Je me suis rapprochée de lui, la douleur ayant anéanti toute trace de douceur en moi.
« Tu es le cousin de Karl, n'est-ce pas ? »
Il hocha la tête. « Daniel. »
« Je croyais que ses parents allaient venir. »
« Ouais… » Il se frotta la nuque. « Ce sont des gens compliqués. »
Ces mots m'ont rendu furieux. « Qu'est-ce que cela signifie ? Leur fils est mort. »

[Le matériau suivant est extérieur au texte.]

PR #1133, opened 2022-07-02
@inquirer/rawlist TS migration

TDP17:
#1101 continuation

Some other things to be noted

- stdio in password is now optional

Correct me if I'm wrong but I don't fully understand the difference in the old inquirer and the new separate packages and why do they differ in options available - for example filter doesn't seem to be supported on any prompt types. Is the new core a WIP?

### DIFF
--- a/packages/rawlist/package.json
+++ b/packages/rawlist/package.json
@@ -3,7 +3,11 @@
   "type": "module",
   "version": "0.0.4-alpha.0",
   "description": "Inquirer rawlist prompt",
-  "main": "index.js",
+  "main": "dist/index.js",
+  "typings": "dist/index.d.ts",
+  "files": [
+    "dist/"
+  ],
   "repository": "SBoudrias/Inquirer.js",
   "keywords": [
     "cli",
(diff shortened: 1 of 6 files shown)


TDP17:
I was thinking of adding the other packages in this PR itself, or would you like different ones?

packages/rawlist/package.json
```diff
@@ -22,6 +26,9 @@
     "@inquirer/core": "^0.0.21-alpha.0",
     "chalk": "^5.0.1"
   },
+  "scripts": {
+    "tsc": "tsc"
+  },
```
LitoMore, line 31: This is unnecessary. We can use `npx tsc` intead.

SBoudrias: This is for lerna, it allows to run it easily on all packages

SBoudrias (approved):

SBoudrias:
Thanks!!

I prefer one PR per prompt; it'll be easier to review/merge as we go too. All in one PR will be harder, especially if there's some back and forth on some trickier implementation 😄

Il m'a regardé, puis a détourné le regard. « Ce sont des gens riches. Ils ne pardonnent pas les erreurs comme celle de Karl. »
« Quelle erreur ? »
Le téléphone de Daniel vibra. Il y jeta un coup d'œil, comme s'il l'avait sauvé.
« Je suis désolée », dit-elle rapidement. « Je dois y aller. »
« Daniel ».
Mais il s'éloignait déjà, si rapidement qu'il semblait paniqué.
C'était la première fissure.
Le second incident s'est produit plus tard dans la nuit, dans la maison que Karl et moi partagions.
On avait l'impression qu'il pouvait franchir la porte à tout moment, et cela rendait la situation insupportable.
Je me suis allongé, j'ai fermé les yeux et je l'ai regardé s'effondrer à nouveau.
Et encore une fois.
Et encore une fois.
Avant l'aube, je me suis levé, j'ai préparé mon sac à dos et je suis sorti.
Je n'avais aucun plan. Je savais juste que je ne pouvais pas rester une heure de plus dans cette maison. Je suis allée à la gare et j'ai acheté un billet de bus pour un endroit où je n'étais jamais allée, car la distance semblait être la seule chose que je pouvais encore contrôler.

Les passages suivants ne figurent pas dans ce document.